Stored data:

PR #947, opened 2021-05-10
Update note about server version

nicolas-grekas:
| Q             | A
| ------------- | ---
| License       | MIT
| Doc issue/PR  | -

As discussed in https://github.com/symfony/recipes/pull/939#discussion_r629363629

### DIFF
--- a/doctrine/doctrine-bundle/2.4/config/packages/doctrine.yaml
+++ b/doctrine/doctrine-bundle/2.4/config/packages/doctrine.yaml
@@ -1,7 +1,10 @@
 doctrine:
     dbal:
-        # IMPORTANT: DATABASE_URL *must* define the server version
         url: '%env(resolve:DATABASE_URL)%'
+
+        # IMPORTANT: You MUST configure your server version,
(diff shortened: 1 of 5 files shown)


chalasr (approved):

doctrine/doctrine-bundle/2.4/config/packages/doctrine.yaml
```diff
@@ -1,6 +1,6 @@
 doctrine:
     dbal:
-        # IMPORTANT: DATABASE_URL *must* define the server version
+        # IMPORTANT: this "url" setting *must* define the "serverVersion" if you want to build the cache offline
```
stof, line 3: The alternative is to configure the `server_version` key separately if you cannot have it in the URL (which is a lot more maintainable than trying to concatenate extra query string parameters here if the env variable does not contain it).

guilliamxavier: Yes, that's what I meant in the referenced comment, but I feel like there is a will to stop "publicizing" the separate `server_version` setting?

stof (approved):

PR #948, opened 2021-05-12
[twig-bundle] uncomment `encore_*_tags()` when 5.4 is used

nicolas-grekas:
| Q             | A
| ------------- | ---
| License       | MIT
| Doc issue/PR  | https://github.com/symfony/symfony-docs/issues/15457

Needs https://github.com/symfony/symfony/pull/41205

### DIFF
--- a/symfony/twig-bundle/5.4/config/packages/twig.yaml
+++ b/symfony/twig-bundle/5.4/config/packages/twig.yaml
@@ -1,0 +1,6 @@
+twig:
+    default_path: '%kernel.project_dir%/templates'
+
+when@test:
+    twig:
+        strict_variables: true
--- a/symfony/twig-bundle/5.4/templates/base.html.twig
+++ b/symfony/twig-bundle/5.4/templates/base.html.twig
@@ -1,0 +1,18 @@
+<!DOCTYPE html>
+<html>
+    <head>
+        <meta charset="UTF-8">
+        <title>{% block title %}Welcome!{% endblock %}</title>
+        {# Run `composer require symfony/webpack-encore-bundle` to start using Symfony UX #}
+        {% block stylesheets %}
+            {{ encore_entry_link_tags('app') }}
+        {% endblock %}
+
+        {% block javascripts %}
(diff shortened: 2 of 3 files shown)


symfony/twig-bundle/5.4/config/packages/twig.yaml
```diff
@@ -0,0 +1,4 @@
+twig:
+    default_path: '%kernel.project_dir%/templates'
+    debug: '%kernel.debug%'
+    strict_variables: '%kernel.debug%'
```
weaverryan, line 4: It looks like this file is a bit simpler in the current, 5.0 recipe: https://github.com/symfony/recipes/blob/master/symfony/twig-bundle/5.0/config/packages/twig.yaml

Everything else looks good

nicolas-grekas: updated, thanks

weaverryan (approved):

nicolas-grekas:
PR ready!

javiereguiluz (approved):
Nice one! Thanks.

chalasr (approved):

stof:
@nicolas-grekas something looks wrong in the comment of the github-actions-bot. There is no diff between 5.3 and 5.4, while it is the relevant one here as you are adding the 5.4 one.

symfony/twig-bundle/5.4/templates/base.html.twig
```diff
@@ -0,0 +1,18 @@
+<!DOCTYPE html>
+<html>
+    <head>
+        <meta charset="UTF-8">
+        <title>{% block title %}Welcome!{% endblock %}</title>
+        {# Run `composer require symfony/webpack-encore-bundle` to start using Symfony UX #}
```
dunglas, line 6: Shouldn't this comment be removed?

nicolas-grekas: we can keep it, it's a nice ad ;)

PR #949, opened 2021-05-20
Added the 3 first Translation Providers

welcoMattic:
| Q             | A
| ------------- | ---
| License       | MIT
| Doc issue/PR  | 

This PR adds recipes for the new Translation Providers, added in 5.3 (https://github.com/symfony/symfony/pull/38475)

cc @fabpot @nicolas-grekas @Nyholm

### DIFF
--- a/symfony/translation/5.3/config/packages/translation.yaml
+++ b/symfony/translation/5.3/config/packages/translation.yaml
@@ -1,0 +1,13 @@
+framework:
+    default_locale: en
+    translator:
+        default_path: '%kernel.project_dir%/translations'
+        fallbacks:
+            - en
+#        providers:
+#            crowdin:
+#                dsn: '%env(CROWDIN_DSN)%'
+#            loco:
+#                dsn: '%env(LOCO_DSN)%'
+#            lokalise:
+#                dsn: '%env(LOKALISE_DSN)%'
--- a/symfony/crowdin-translation-provider/5.3/manifest.json
+++ b/symfony/crowdin-translation-provider/5.3/manifest.json
@@ -1,0 +1,5 @@
+{
+    "env": {
+        "#1": "CROWDIN_DSN=crowdin://PROJECT_ID:API_TOKEN@ORGANIZATION_DOMAIN.default"
+    }
+}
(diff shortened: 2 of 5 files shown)


Nyholm:
Thank you. Have a look at the Mailer packages. 

Basically, We have some config for `symfony/mailer`: 

```yaml
framework:
    mailer:
        dsn: '%env(MAILER_DSN)%'
```

And for a bridge (`symfony/mailjet`) they just add the `MAILER_DSN` environment variable.

symfony/translation/5.3/config/packages/translation.yaml
```diff
@@ -0,0 +1,15 @@
+framework:
+    default_locale: en
+    translator:
+        default_path: '%kernel.project_dir%/translations'
+        fallbacks:
+            - en
+#        providers:
```
fabpot, line 7: I think most people will only ever use 1 provider, so having something similar to what we have in Mailer as mentioned by Tobia sounds better.

fabpot (changes requested):

symfony/translation/5.3/config/packages/translation.yaml
welcoMattic: Did you mean only 1 exemple provider, like:
```yaml
        providers:
            crowdin:
                dsn: '%env(CROWDIN_DSN)%'
```

If yes, which one do we want to make an example of?

fabpot: More something along the lines of:

```yaml
        provider: '%env(TRANSLATION_PROVIDER_DSN)%'
```

welcoMattic: Yes, you can add many providers, for example to manage `admin` domain in Loco, and `messages` domain in Crowdin. That's why I added an example for each. But, I'm ok to put only one example under `providers:`

OskarStark: I would add 2 but not all, like we do in notifier, but @fabpot please decide, thanks

welcoMattic: I just commit the removal of 2 providers in the example. Is it ok for you to keep 2 providers here?

welcoMattic:
Following up to https://github.com/symfony/symfony/issues/41374, I removed the PoEditor recipe

welcoMattic:
@Nyholm @OskarStark As 5.3 final has been released today, we need to merge

fabpot:

fabpot (approved):

fabpot (commented):
merge now

PR #952, opened 2021-06-02
Fix recipe for phpunit

### LINKED ISSUE #936: in phpunit recipe 5.3 bin/phpunit fails with phpunit 9.5
Hi!

I'm experimenting with phpunit and just find that in the 5.3 recipe bin/phpunit tries to require vendor/phpunit/phpunit/phpunit.

https://github.com/symfony/recipes/blob/master/symfony/phpunit-bridge/5.3/bin/phpunit#L4

But that fails with:

> Fatal error: strict_types declaration must be the very first statement in the script in /var/www/html/vendor/phpunit/phpunit/phpunit on line 2

looks like importing a file which has booth declare() AND an interpreter (`#!/usr/bin/env `) cannot be imported.
might be a php bug idk

https://github.com/sebastianbergmann/phpunit/blob/9.5/phpunit#L1

tried with phpunit 9.5

nicolas-grekas:
| Q             | A
| ------------- | ---
| License       | MIT
| Doc issue/PR  | -

Fix #936
Fix https://github.com/symfony/symfony/issues/41409 and https://github.com/symfony/symfony/issues/41471


phpunit/phpunit/4.7/phpunit.xml.dist
```diff
@@ -25,12 +25,9 @@
         </whitelist>
     </filter>
 
-    <!-- Run `composer require symfony/phpunit-bridge` before enabling this extension -->
```
nicolas-grekas, line 28: This removes any diff between phpunit.xml.dist shipped by simple-phpunit vs phpunit recipes.
Without this change, what ppl get is random, leading to the deprecation report being unavailable.

symfony/phpunit-bridge/5.3/bin/phpunit
```diff
@@ -1,16 +1,19 @@
...
-    require dirname(__DIR__).'/vendor/phpunit/phpunit/phpunit';
+
+if (!ini_get('date.timezone')) {
+    ini_set('date.timezone', 'UTC');
+}
+
+if (is_file(dirname(__DIR__).'/vendor/phpunit/phpunit/phpunit')) {
+    define('PHPUNIT_COMPOSER_INSTALL', dirname(__DIR__).'/vendor/autoload.php');
+    require PHPUNIT_COMPOSER_INSTALL;
+    PHPUnit\TextUI\Command::main();
```
weaverryan, line 11: Is this the real significant portion of this PR? Could you explain a bit further?

nicolas-grekas: This is the only possible fix for #936

weaverryan: I see how there is no PHP file in phpunit to directly require. And so, you've mimicked their phpunit executable.

phpunit/phpunit/9.3/phpunit.xml.dist
```diff
@@ -0,0 +1,40 @@
...
+        <testsuite name="Project Test Suite">
+            <directory>tests</directory>
+        </testsuite>
+    </testsuites>
+
+    <coverage processUncoveredFiles="true">
+        <include>
+            <directory suffix=".php">src</directory>
+        </include>
+    </coverage>
```
weaverryan, line 28: Note to others: changes made to the schema for PHPUnit 9.

weaverryan (approved):

chalasr (approved):

fmonts:
Why `.phpunit` has been removed from .gitignore? I don't think that directory should be committed to source code, in my case it contains 2600+ files...

symfony/phpunit-bridge/5.3/manifest.json
```diff
@@ -6,7 +6,6 @@
         "tests/": "tests/"
     },
     "gitignore": [
-        ".phpunit",
```
fmonts, line 9: Why `.phpunit` has been removed from .gitignore? I don't think that directory should be committed to source code, in my case it contains 2600+ files...

Kocal: Because now we prefer using the binary from PHPUnit (which does not create `.phpunit` folder) instead the binary from Symfony PHPUnit bridge (`simple-phpunit`).

So adding `.phpunit` in `.gitignore` is not useful anymore.

symfony/phpunit-bridge/5.3/phpunit.xml.dist
```diff
@@ -13,11 +11,8 @@
         <ini name="error_reporting" value="-1" />
         <server name="APP_ENV" value="test" force="true" />
         <server name="SHELL_VERBOSITY" value="-1" />
-        <!-- If you use phpunit-bridge directly, you can control extra behavior -->
-        <!--
         <server name="SYMFONY_PHPUNIT_REMOVE" value="" />
-        <server name="SYMFONY_PHPUNIT_VERSION" value="8.5" />
-        -->
+        <server name="SYMFONY_PHPUNIT_VERSION" value="9.5" />
```
Tobion, line 15: Symfony 5.3 requires php 7.2. But phpunit 9.5 requires php 7.3. So PHP 7.2 users won't be able to run phpunit by default or am I misunderstanding this?

fmonts: PHP 7.2 is EOL so it shouldn't be maintained anymore IMHO

PR #955, opened 2021-06-03
Commit vendor/autoload_runtime.php

nicolas-grekas:
| Q             | A
| ------------- | ---
| License       | MIT
| Doc issue/PR  | -

I propose to commit the `vendor/autoload_runtime.php` file: this will allow installing apps with composer when the `--no-scripts` or `--no-plugins` flags are passed.

### DIFF
--- a/symfony/framework-bundle/5.3/manifest.json
+++ b/symfony/framework-bundle/5.3/manifest.json
@@ -22,6 +22,7 @@
         "/%CONFIG_DIR%/secrets/prod/prod.decrypt.private.php",
         "/%PUBLIC_DIR%/bundles/",
         "/%VAR_DIR%/",
-        "/vendor/"
+        "/vendor/*",
+        "!vendor/autoload_runtime.php"
     ]
 }


weaverryan:
Sorry for that mystery close and reopen ;).

What I meant to say was: probably a minority of users run composer with this flag. Perhaps we should instead document that they should commit the file? Ignoring vendor/ has been repeated so many times over the last 10 years that it’s basically a rule that every dev knows by heart. I’d like to not add an exception to that rule (and make symfony an outlier).

nicolas-grekas:
All SymfonyCloud users were installing their app with this flag to skip installing assets.
Same for our tests, where now have to install assets because we had to remove the flag.
I don't think this is a minority of users, given that's also the first comment that came up on the blog:
https://symfony.com/blog/new-in-symfony-5-3-runtime-component

This will still exclude vendor. It's just this file.

nicolas-grekas:
`--no-scripts` is very commonly used to skip running the `scripts` of the composer file. The issue is that this flag also disables plugins. Composer provides no way to skip only scripts while still running plugins :'( /cc @seldaek btw, this might be a missing feat of composer.

fabpot:
I'm very much against this change. What about moving this file elsewhere instead?

nicolas-grekas:
Closing in favor of https://github.com/composer/composer/pull/9942

PR #962, opened 2021-07-07
Check for .gitkeep & .yml files

nicolas-grekas:
| Q             | A
| ------------- | ---
| License       | MIT
| Doc issue/PR  | -

Those are two checks that the flex-server already does.
I'm submitting to ask: should we move all checks to GHA?
Also,the flex-server should skip the `.github` directory :)

### DIFF
--- a/.github/workflows/qa.yml
+++ b/.github/workflows/qa.yml
@@ -18,9 +18,39 @@ jobs:
         uses: actions/checkout@v2
 
       - name: No symlinks
+        if: always()
         run: |
-          SYMLINKS=$(find -type l)
+          SYMLINKS=$(find * -type l)
           if [[ "" != "$SYMLINKS" ]]; then
             echo "::error::Symlinks are not allowed"
             echo "Found $SYMLINKS"
+            echo
+            exit 1
           fi
+
+      - name: No .yml, use .yaml
+        if: always()
+        run: |
+          YMLS=$(find * -name '*.yml')
+          if [[ "" != "$YMLS" ]]; then
+            echo "::error::*.yml files should renamed to *.yaml"
+            echo "Found $YMLS"
+            echo
+            exit 1
+          fi
+
+      - name: No .gitkeep, use .gitignore
+        if: always()
+        run: |
+          GITKEEPS=$(find * -name .gitkeep)
+          if [[ "" != "$GITKEEPS" ]]; then
+            echo "::error::.gitkeep files should be renamed to .gitignore"
+            echo "Found $GITKEEPS"
+            echo
+            exit 1
+          fi
+
+      - name: 4 spaces indentation
+        if: always()
+        run: |
+          find * -name '*.yaml' | xargs -n1 grep -P -H -n -v '^((    )*[^ \t]|$)' | cut -d: -f1-2 | sed 's/\(.*\):\([0-9]*\)$/::error file=\1,line=\2::Indendation must be a multiple of 4 spaces/'


.github/workflows/qa.yml
```diff
@@ -23,4 +23,23 @@ jobs:
           if [[ "" != "$SYMLINKS" ]]; then
             echo "::error::Symlinks are not allowed"
             echo "Found $SYMLINKS"
+            exit 1
+          fi
+
+      - name: No .gitkeep, use .gitignore
```
stof, line 29: Currently, each step runs only if the previous one is a success, meaning that we don't report all errors to the contributor at once. there is 2 ways to check them all:

1. use separate jobs
2. change the conditions to run the steps. see https://github.com/symfony/demo/blob/7ed6c4a801eb074ad4052563cf54bf0e380de816/.github/workflows/lint.yaml#L64 for an example (this requires setting an id on the last step of the setup, to be able to reference it for the one that should have succeeded before running the linting step)

.github/workflows/qa.yml
```diff
@@ -23,4 +23,23 @@ jobs:
...
+          GITKEEPS=$(find -name .gitkeep)
+          if [[ "" != "$GITKEEPS" ]]; then
+            echo "::error::.gitkeep files should be renamed to .gitignore"
+            echo "Found $GITKEEPS"
+            exit 1
+          fi
+
+      - name: No .yml, use .yaml
+        run: |
+          YMLS=$(find -mindepth 2 -name '*.yml')
```
stof, line 40: This check for `*.yml` must skip the `.github` folder

stof (changes requested):

stof:
@nicolas-grekas why using this weird `FAILED=1` trick (that currently produces an invalid YAML file breaking things) that would hide which step actually failed, instead of using the native way to have some steps running even if a previous step failed (see my comment) ?

nicolas-grekas:
@stof thanks for the hints:
> use separate jobs

Each job would require checking our the code. What a waste of resources.

> change the conditions to run the steps. see https://github.com/symfony/demo/blob/7ed6c4a801eb074ad4052563cf54bf0e380de816/.github/workflows/lint.yaml#L64 for an example (this requires setting an id on the last step of the setup, to be able to reference it for the one that should have succeeded before running the linting step)

But I want all steps to run, no matter their out come. How would that work here?

stof:
> > change the conditions to run the steps. see https://github.com/symfony/demo/blob/7ed6c4a801eb074ad4052563cf54bf0e380de816/.github/workflows/lint.yaml#L64 for an example (this requires setting an id on the last step of the setup, to be able to reference it for the one that should have succeeded before running the linting step)
> 
> But I want all steps to run, no matter their out come. How would that work here?

That's precisely what this condition is about. The default behavior for steps is to always have an implicit `success()` condition for running (checking the current state of the job at that point, which would skip them from running if a previous step failed), *unless the custom condition contains a state checking function*. That's why the condition calls `always()`. The second part is to check the outcome of the last step of the *setup* part, because we only want to run the lining steps (all of them, which will all have the same condition) if the setup was successful (for now, you only have 1 setup step: checking out the code. But we still need that one to succeed to run lining steps)

stof:
See https://github.com/symfony/demo/runs/2726554120?check_suite_focus=true for an example of how this gets reported in symfony/demo

nicolas-grekas:
Should be good now, thanks for your help @stof

PR #964, opened 2021-07-07
Move checks to GHA

nicolas-grekas:
| Q             | A
| ------------- | ---
| License       | MIT
| Doc issue/PR  | -

- [x] No symlinks
- [x] No .yml, use .yaml
- [x] No .gitkeep, use .gitignore
- [x] 4 spaces indentation
- [x] manifest.json is found
- [x] JSON files can be linted
- [x] YAML files can be linted
- [x] Pull request should not have merge commits (please rebase)
- [x] Contributions must be licensed under MIT (add the pull request header in the description)
- [x] Alias "%s" cannot be used as it's a special alias used by Composer
- [x] Alias "%s" also defined for "%s"
- [x] Aliases not supported in the contrib repository
- [x] Unsupported key "%s" in manifest.json file
- [x] Package does not exist on Packagist
- [x] Version "%s" does not exist on Packagist
- [x] You should register the bundle in the manifest as the package is a (Symfony|Sylius|Sulu) bundle
- [x] Package must not depend on symfony/symfony; depend on explicit symfony/* packages instead
- [x] Package must not depend on symfony/security; depend on explicit symfony/security-* packages instead
- [x] Version "%s" not valid, should probably be "%s.%s" instead
- [x] Version "%s" not valid, format is "x.y" where x and y are numbers
- [x] Use https://symfony.com when referencing the Symfony website
- [x] Files should end with a newline Should end with a newline for ".yaml", ".yml", ".txt", ".md", ".markdown", ".json", ".rst"
- [x] Symfony console commands should not be wrapped in a Makefile task
- [x] File must be under a directory defined in the "copy-from-recipe" section of "manifest.json"
- [x] Recipe is not needed as it only registers bundle "%s" for all environments
- [x] "parameters" should be defined via the "container" configurator instead in config/packages/
- [x] Underscore notation is required for (directory|file) names under config/
- [x] "~" should be replaced with "null" in yaml files
- [x] "%s" (nil|string|map|seq) should be removed as it is empty in config/packages/


ogizanagi:
We should update the [editorconfig](https://github.com/symfony/recipes/blob/master/.editorconfig) file regarding the YAML indentation:

```editorconfig
[*.{yaml,yml}]
indent_style = space
indent_size = 4
```

.github/workflows/qa.yml
```diff
@@ -1,26 +1,70 @@
...
+        runs-on: Ubuntu-20.04
+
+        steps:
+            -
+                name: Checkout
+                uses: actions/checkout@v2
+
+            -
+                name: No symlinks
+                if: always()
```
stof, line 23: this should be `if: "always() and steps.end_of_setup.outcome == 'success'"` (with an id `end_of_setup` set on the `actions/checkout` step).
We don't want to run those linting steps if checking out the code failed, as that depends on it.

stof (changes requested):

.github/workflows/qa.yml
nicolas-grekas: updated

.github/workflows/qa.yml
```diff
@@ -1,26 +1,113 @@
...
+        steps:
+            -
+                name: Checkout
+                uses: actions/checkout@v2
+                id: checkout
+
+            -
+                name: Install tools
+                run: |
+                    (cd .github/tools && composer install --no-dev)
```
stof, line 25: This tool relies on PHP, so you should use the `setup-php` action

.github/workflows/qa.yml
```diff
@@ -1,26 +1,113 @@
...
+
+                    if [[ "" != "$ERRORS" ]]; then
+                        echo -e $ERRORS
+                        echo
+                        exit 1
+                    fi
+
+            -
+                name: YAML files are valid
+                if: "always() && steps.checkout.outcome == 'success'"
```
stof, line 105: this should check the state of the install of the tools, not of the checkout, as it relies on this setup step too

stof:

— WORK TASK —
Check each line above for the string "anymore" and copy those that have it.

— THE ANSWER —
So adding `.phpunit` in `.gitignore` is not useful anymore.
fmonts: PHP 7.2 is EOL so it shouldn't be maintained anymore IMHO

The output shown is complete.